Experimental Investigation of Orientation Effects on Pseudocritical Transition Dynamics in Heated Microchannel With Side-View Schlieren Imaging

Abstract The heat transfer characteristics of carbon dioxide flow in microchannels in close vicinity of the critical point have drawn the interest of researchers in recent years as a promising approach to achieve high heat flux (500 W cm−2) thermal management. Enhancements to the supercritical convective heat transfer coefficients are observed to accompany the pseudocritical transition due to the significant thermophysical property variations around the critical point. In addition, CO2 is a dielectric fluid with a low global warming potential (GWP), further increasing the appeal for thermal management applications. Supercritical fluid convection heat transfer in microchannel configurations relevant to thermal management requires further study.
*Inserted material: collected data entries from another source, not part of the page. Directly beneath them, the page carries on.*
PR #253, opened 2015-11-12
Add help flag to nix-prefetch-git

andrewrynhard:
Believe it or not, this flag would have saved me a good half hour of my day.

### DIFF
--- a/src/script/nix-prefetch-git
+++ b/src/script/nix-prefetch-git
@@ -20,6 +20,21 @@ else
   leaveDotGit=true
 fi
 
+usage(){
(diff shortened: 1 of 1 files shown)


edolstra:
Hm, I think it would be better to remove nix-prefetch-* from the Hydra repository and use the `nix-prefetch-scripts` package from Nixpkgs instead.

andrewrynhard:
Ah yes. That is my mistake. I forgot I installed that package. I will make a PR over there.

domenkozar:
Let's close this.

PR #264, opened 2016-01-08
fix a sendEmail problem

rick68:
I want to receive a mail when hydra have done something.
`sendEmail()` method does not tag `Message-ID` in header, that can cause to gmail reject the email.


domenkozar:
According to https://en.wikipedia.org/wiki/Message-ID, the message-id should be unique, that's not the case for what you set it here.

grahamc:
I closed it because I'm pretty sure this is not the right solution to the problem.

PR #269, opened 2016-02-06
statsd: add a chance to set hostname and port in hydra.conf

matejc:
For those that have statsd on other host than localhost. This pull request adds to hydra.conf two extra optional entries named `statsd_host` and `statsd_port`

These lines are the first that I have written in perl, I hope that it is acceptable :)

I have tested this in https://github.com/matejc/hydra-stack (Hydra inside docker with extra builders for distributed builds)


grahamc:
I'm closing this as superseded by #886, which includes tests and docs, but has a slightly different configuration format.

PR #273, opened 2016-02-29
Add slack plugin.

shlevy:
Respects `<slack>` blocks in the hydra config, with attributes:

* jobs: a regexp matching the job name (in the format project:jobset:job)
* url: The URL to a slack incoming webhook
* force: If true, always send messages. Otherwise, only when the build status changes

Multiple `<slack>` blocks are allowed

### DIFF
--- a/hydra-module.nix
+++ b/hydra-module.nix
@@ -20,6 +20,7 @@ let
     { NIX_REMOTE = "daemon";
       SSL_CERT_FILE = "/etc/ssl/certs/ca-certificates.crt";
       OPENSSL_X509_CERT_FILE = "/etc/ssl/certs/ca-certificates.crt"; # FIXME: remove on NixOS >= 15.07
+      PERL_LWP_SSL_CA_FILE = "/etc/ssl/certs/ca-certificates.crt";
       PGPASSFILE = "${baseDir}/pgpass";
     } // hydraEnv // cfg.extraEnv;
 
--- a/hydra-module.nix
+++ b/hydra-module.nix
@@ -20,7 +20,6 @@ let
     { NIX_REMOTE = "daemon";
       SSL_CERT_FILE = "/etc/ssl/certs/ca-certificates.crt";
       OPENSSL_X509_CERT_FILE = "/etc/ssl/certs/ca-certificates.crt"; # FIXME: remove on NixOS >= 15.07
-      PERL_LWP_SSL_CA_FILE = "/etc/ssl/certs/ca-certificates.crt";
       PGPASSFILE = "${baseDir}/pgpass";
     } // hydraEnv // cfg.extraEnv;
 
--- a/src/lib/Hydra/Plugin/SlackNotification.pm
+++ b/src/lib/Hydra/Plugin/SlackNotification.pm
@@ -48,10 +48,10 @@ sub buildFinished {
 
         my $imgBase = "http://hydra.nixos.org";
         my $img =
-            $build->buildstatus == 0 ? "$imgBase/static/images/checkmark_16.png" :
-            $build->buildstatus == 2 ? "$imgBase/static/images/dependency_16.png" :
-            $build->buildstatus == 4 ? "$imgBase/static/images/cancelled_16.png" :
-            "$imgBase/static/images/error_16.png";
+            $build->buildstatus == 0 ? "$imgBase/static/images/checkmark_256.png" :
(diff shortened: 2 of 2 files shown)


shlevy:
@rickynils

rickynils:
I've tested this and it works perfectly. I rebased it on 993647d1e3b43f1f9b7dc2ebce889b475d156bb9, though, since I couldn't bump nix to latest in my setup.

@shlevy A bonus feature would be if the webhook url could be read from a file at runtime, to not leak any secrets to the nix store.

src/lib/Hydra/Plugin/SlackNotification.pm
```diff
@@ -0,0 +1,93 @@
...
+    my ($authors, $nrCommits) = getResponsibleAuthors($build, $self->{plugins});
+
+    # Send a message to each room.
+    foreach my $url (keys %channels) {
+        my $channel = $channels{$url};
+        my @deps = grep { $_->id != $build->id } @{$channel->{builds}};
+
+        my $imgBase = "http://hydra.nixos.org";
+        my $img =
+            $build->buildstatus == 0 ? "$imgBase/static/images/checkmark_16.png" :
```
rickynils: These images looks very bad since they are scaled up a lot in the slack interface, especially on high-DPI screens. You should probably go for the 256 variants instead.

shlevy:
@rickynils `Config::General` supports includes: http://search.cpan.org/dist/Config-General/General.pm#INCLUDES

rickynils:
@shlevy Ah, thanks, I'll try that out

src/lib/Hydra/Plugin/SlackNotification.pm
shlevy: Pushed, except cancelled only has 128. @edolstra, why is that?

hydra-module.nix
```diff
@@ -20,6 +20,7 @@ let
     { NIX_REMOTE = "daemon";
       SSL_CERT_FILE = "/etc/ssl/certs/ca-certificates.crt";
       OPENSSL_X509_CERT_FILE = "/etc/ssl/certs/ca-certificates.crt"; # FIXME: remove on NixOS >= 15.07
+      PERL_LWP_SSL_CA_FILE = "/etc/ssl/certs/ca-certificates.crt";
```
edolstra: Hm, I've never needed to set this variable. And I was just using LWP with https today.

shlevy: I got an error without it, no idea why it would be any different.

shlevy:
@edolstra @rbvermaa any objections?

edolstra:
Looks good except for the `PERL_LWP_SSL_CA_FILE` thing.

shlevy:
> Feb 29 13:18:29 shlevy-laptop hydra-queue-runner[12208]: sending to https://hooks.slack.com/services/hook-url-elided
Feb 29 13:18:29 shlevy-laptop hydra-queue-runner[12208]: 500 Can't verify SSL peers without knowing which Certificate Authorities to trust: Can't verify SSL peers without kno
Feb 29 13:18:29 shlevy-laptop hydra-queue-runner[12208]: This problem can be fixed by either setting the PERL_LWP_SSL_CA_FILE
Feb 29 13:18:29 shlevy-laptop hydra-queue-runner[12208]: envirionment variable or by installing the Mozilla::CA module.
Feb 29 13:18:29 shlevy-laptop hydra-queue-runner[12208]: To disable verification of SSL peers set the PERL_LWP_SSL_VERIFY_HOSTNAME
Feb 29 13:18:29 shlevy-laptop hydra-queue-runner[12208]: envirionment variable to 0.  If you do this you can't be sure that you
Feb 29 13:18:29 shlevy-laptop hydra-queue-runner[12208]: communicate with the expected peer.

edolstra:
This works for me:
```
$ nix-shell -p perl perlPackages.LWP perlPackages.LWPProtocolHttps
$ perl -e 'use LWP::UserAgent; my $ua = LWP::UserAgent->new; print $ua->get("https://nixos.org")->decoded_content;'
```
That's on 15.09 with `SSL_CERT_FILE` set btw. This may be a 16.03 regression.

shlevy:
Fails for me on `16.03.git.40c586bM (Emu)` (the M is unrelated to this).

edolstra:
Looks like we lost a patch in LWPProtocolHttps. I'll put it back.

PR #281, opened 2016-03-12
Add a plugin to commit changes to a git repo.

shlevy:
First matching `<gitcommit>` block is used:
- jobs: Jobs regexp
- repo: git repo
- branch: git branch

If a build of a matching job creates
$out/build-support/hydra-git-commit.patch, that patch is applied to
the specified branch, committed, and pushed back.

### DIFF
--- a/hydra-module.nix
+++ b/hydra-module.nix
@@ -284,7 +284,7 @@ in
       { wantedBy = [ "multi-user.target" ];
         requires = [ "hydra-init.service" ];
         after = [ "hydra-init.service" "network.target" ];
-        path = [ pkgs.nettools pkgs.ssmtp ];
+        path = [ pkgs.nettools pkgs.ssmtp pkgs.patch ];
         environment = env // {
           PGPASSFILE = "${baseDir}/pgpass-queue-runner"; # grrr
           IN_SYSTEMD = "1"; # to get log severity levels
--- a/release.nix
+++ b/release.nix
@@ -128,6 +128,7 @@ rec {
             FileSlurp
             IOCompress
             IPCRun
+            IPCSystemSimple
             JSONXS
             LWP
             LWPProtocolHttps
--- a/src/lib/Hydra/Plugin/GitCommit.pm
+++ b/src/lib/Hydra/Plugin/GitCommit.pm
@@ -1,0 +1,46 @@
+package Hydra::Plugin::GitCommit;
+
+use strict;
+use parent 'Hydra::Plugin';
+use Cwd;
+use Hydra::Helper::CatalystUtils;
+use autodie qw( system );
+
+sub buildFinished {
+    my ($self, $build, $dependents) = @_;
+    return unless $build->buildstatus == 0;
+    my $cfg = $self->{config}->{gitcommit};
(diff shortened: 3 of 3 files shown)


shlevy:
@rickynils

Ericson2314:
Granted, I don't know the details of hydra at all, but I'm a bit skeptical of this approach. I rather have hydra merge the commit with master, then test, then push (each step conditionally on the last succeeding of course). That way, the test run is associated with the exact commit that would be pushed to master.

Also, it would be nice to configure to git credentials hydra uses, analogous to the handling of other tokens, so that hydra's commits can be signed, etc. But this is a nit as that's easily done as follow up work.

shlevy:
This is unrelated to PRs. The specific use case is for projects that have their inputs pegged in a paths file (see e.g. https://github.com/rickynils/nix-path or https://github.com/zalora/deployix/tree/master/nix-exec/sequence-pathspecs), hydra will run tests with the latest version of each dependency and, if everything works, update the paths file.

Ericson2314:
Oh OK. I'd argue however that use-case is more related to PRs than might seem, and is conceptually two jobs. One job is triggered on dependency updates, and creates the commit updating the downstream project. Then the second job tests that commit, along with normal tentative changes / PRs.

That said, the first job in my conception still needs something like this, and the whole point of plugins is that they are optional.

rickynils:
@shlevy Elegant solution!

edolstra:
I think it might be better to have a generic "run shell command" plugin for this sort of thing, e.g.
```
<on-success>
  job = foo:bar:xyzzy
  command = git push production $src_commit_hash:refs/heads/master
</on-success>
```
That way we don't have to hard-code a lot of policy into the plugin.

shlevy:
Hmm, so this morning I had a thought that maybe we could have a plugin that just executes $out/build-support/post-build or whatever, but the `on-success` idea seems so generic as to be basically replicating the `postBuild` functionality, except in shell instead of perl.

rickynils:
A more generic approach is nice, yes. I don't know which of `<on-success>` and Shea's suggestion about `$out/build-support/post-build` that's best. With `<on-success>` it should be possible to implement Shea's suggestion anyway (because I assume the script would have access to the output too?). And in any case, the script would need to have access to info about all inputs (`$src_commit_hash` wouldn't do, since there usually are more than one input).

shlevy:
I still maintain that `on-success` is the equivalent of the already existing plugin mechanism, especially if we make it general enough to access all sorts of relevant info about the build etc. I'm not clear on why "encode policy in an optional plugin" is worse than "encode policy in an optional binary", especially since plugins can be overridden by simply specifying an augmented perl path.

shlevy:
@edolstra Any further thoughts on this?

expipiplus1:
One caveat with putting things in `$out/build-support/post-build` is that these builds now depend on anything this `post-build` script depends upon. It would be possible to have a job which just contains `post-build` and depends on the actual build, but that might lead to clutter.

expipiplus1:
This might also fall victim to #342 unless `KEEP_DOTGIT` is specified.

shlevy:
@edolstra Any further thoughts on this?

PR #286, opened 2016-03-23
hydra-queue-runner: Handle missing nix-support directory

rickynils:
This fixes the "is not a directory"-exceptions that 02190b0fefe7b5739c0eac403264c07d15ae3635 introduced


edolstra:
Thanks. I've fixed the root cause in Nix instead.

PR #292, opened 2016-04-12
Add eval test for specific git revision

shlevy:
Wasn't completely sure how to specify a git input pegged to a specific rev, so I added a test to make sure it was working.


shlevy:
@rickynils Note that this test passes, but fails if e.g. I change the commit message (and thus the commit hash)

PR #307, opened 2016-05-12
Trivial fixes (readme, comment, missing dependency in release.nix)

groxxda:
Just 3 one-line changes so I thought they can live in one PR.

Please let me know if you want seperate PRs (either for these commit or in the future)

### DIFF
--- a/README.md
+++ b/README.md
@@ -1,5 +1,6 @@
 To start hacking on Hydra, run:
 
+    $ bootstrap
     $ nix-shell
     $ ./configure $configureFlags --prefix=/opt/hydra
     $ make
--- a/release.nix
+++ b/release.nix
@@ -118,7 +118,7 @@ rec {
         [ makeWrapper autoconf automake libtool unzip nukeReferences pkgconfig sqlite libpqxx
           gitAndTools.topGit mercurial darcs subversion bazaar openssl bzip2 libxslt
           guile # optional, for Guile + Guix support
-          perlDeps perl
+          perlDeps perl nix
           postgresql92 # for running the tests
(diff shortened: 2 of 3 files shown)


domenkozar:
cc @edolstra

README.md
```diff
@@ -1,5 +1,6 @@
 To start hacking on Hydra, run:
 
+    $ bootstrap
```
domenkozar: It would be better to run `$configurePhase`, because this is part of `preConfigure` in release.nix

release.nix
```diff
@@ -118,7 +118,7 @@ rec {
         [ makeWrapper autoconf automake libtool unzip nukeReferences pkgconfig sqlite libpqxx
           gitAndTools.topGit mercurial darcs subversion bazaar openssl bzip2 libxslt
           guile # optional, for Guile + Guix support
-          perlDeps perl
+          perlDeps perl nix
```
domenkozar: Why is Nix needed?

groxxda: I probably also ran into #319 
I think new versions of hydra will need nix anyway since s3binarycachestore was moved to nix: https://github.com/NixOS/nix/commit/d155d8015578c43953e4a9d1867e49c0b71534d7

README.md
groxxda: Good point! Should we call bootstrap from release.nix or remove the bootstrap script? I don't like having the autoreconf call duplicated :)

domenkozar: Best to call it from `release.nix`

domenkozar:
Merging as this is an improvement already.

PR #451, opened 2017-03-20
hydra-eval-jobs: Disable the build hook.

shlevy:
For some reason this causes an unexpected EOF when doing import-from-derivation.


domenkozar:
That could also explain https://github.com/NixOS/nixos-org-configurations/commit/a122f418797713d519aadf02e677fce0dc1cb446

shlevy:
@edolstra Thoughts on this?

aycanirican:
This solved my "unexpected EOF" problem (we have switched to IFD recently). Thank you.

Issue #254, opened 2015-11-16
nixexprs.tar.bz2 contains broken channel/default.nix with else<EOF>


calbrecht:
At this very moment this happens for https://hydra.mayflower.de/jobset/nixos/hydra-jobs/channel/latest
you may verify this with:

```
channel=https://hydra.mayflower.de/jobset/nixos/hydra-jobs/channel/latest
curl $channel/nixexprs.tar.bz2 | tar -j -x channel/default.nix -f - -O | tail
```

though this has happened for http://hydra.nixos.org/jobset/gnu/emacs-trunk/channel/latest before as well.

One thing they both have in common (i guess) is that in configuration there is only one system defined.

https://github.com/mayflower/hydra-jobs/blob/master/default.nix

```
supportedSystems ? [ "x86_64-linux" ]
```

and http://hydra.nixos.org/jobset/gnu/emacs-trunk#tabs-configuration

```
system  String value    "x86_64-linux"
```

next guess is that in combination with failing jobs within a jobset this leads to a broken default.nix which ends without newline with else

calbrecht:
This is the perl script that creates the tar https://github.com/NixOS/hydra/blob/master/src/lib/Hydra/View/NixExprs.pm

domenkozar:
Is this still happening?

calbrecht:
Yes, just tried the two cmd lines from description right now:
    
    channel=https://hydra.mayflower.de/jobset/nixos/hydra-jobs/channel/latest
    curl $channel/nixexprs.tar.bz2 | tar -j -x channel/default.nix -f - -O | tail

Specifically, there is a limited understanding of how density gradients induced by the pseudocritical transition influence the heat transfer in microscale flows and what role orientation with respect to gravity plays. The present study developed a microchannel (Dh = 500 μm) test article to allow heat transfer measurements and side-view schlieren imaging of carbon dioxide. High-speed visualization of density gradients from schlieren imaging and heat transfer characteristics for non-uniform boundary heating to a single channel wall will be discussed as a function of orientation. Schlieren images reveal the development of a region influenced by pseudocritical transition near the heated wall that grows with increased heat flux or decreased mass flux. The observed density fluctuations that comprise this region are strong functions of experimental conditions and may aid in generating a predictive capability for supercritical heat transfer. The insights derived from this study are ultimately aimed at developing a mechanistic understanding of near-critical flows in microchannels and are crucial to assessing the potential for applications of electronic thermal management.